## Work request
Go from the first line below to the one with "byte_ ^ 0xff" and print each line exactly.

## Task material

PR #148, opened 2018-11-18
Avoid naming collisions

gubatron:
Fixes possible bugs due to naming collisions with built-in types and imported package names.

### DIFF
--- a/addrmgr/network.go
+++ b/addrmgr/network.go
@@ -259,8 +259,8 @@ func GroupKey(na *wire.NetAddress) string {
 		// teredo tunnels have the last 4 bytes as the v4 address XOR
 		// 0xff.
 		ip := net.IP(make([]byte, 4))
-		for i, byte_ := range na.IP[12:16] {
-			ip[i] = byte_ ^ 0xff
+		for i, ipByte := range na.IP[12:16] {
+			ip[i] = ipByte ^ 0xff
 		}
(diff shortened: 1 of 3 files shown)


addrmgr/network.go
```diff
@@ -259,8 +259,8 @@ func GroupKey(na *wire.NetAddress) string {
 		// teredo tunnels have the last 4 bytes as the v4 address XOR
 		// 0xff.
 		ip := net.IP(make([]byte, 4))
-		for i, byte := range na.IP[12:16] {
-			ip[i] = byte ^ 0xff
+		for i, byte_ := range na.IP[12:16] {
```
tyler-smith: Really small nitpick but generally Go identifiers to use underscores. What do you think about `ipByte` or `addressByte`?

cpacia: Yeah it will need to be changed to pass the linter

cmd/bchctl/config.go
```diff
@@ -68,9 +68,9 @@ func listCommands() {
 			continue
 		}
 
-		// Categorize the command based on the usage flags.
+		// Categorize the command based on the usage usageFlags.
```
cpacia: Also i'd just update this comment to say `// Categorize the command based on the usageFlags.`

cpacia:
Looks good. Thanks @gubatron!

## Task solution
PR #148, opened 2018-11-18
Avoid naming collisions

gubatron:
Fixes possible bugs due to naming collisions with built-in types and imported package names.

### DIFF
--- a/addrmgr/network.go
+++ b/addrmgr/network.go
@@ -259,8 +259,8 @@ func GroupKey(na *wire.NetAddress) string {
 		// teredo tunnels have the last 4 bytes as the v4 address XOR
 		// 0xff.
 		ip := net.IP(make([]byte, 4))
-		for i, byte_ := range na.IP[12:16] {
-			ip[i] = byte_ ^ 0xff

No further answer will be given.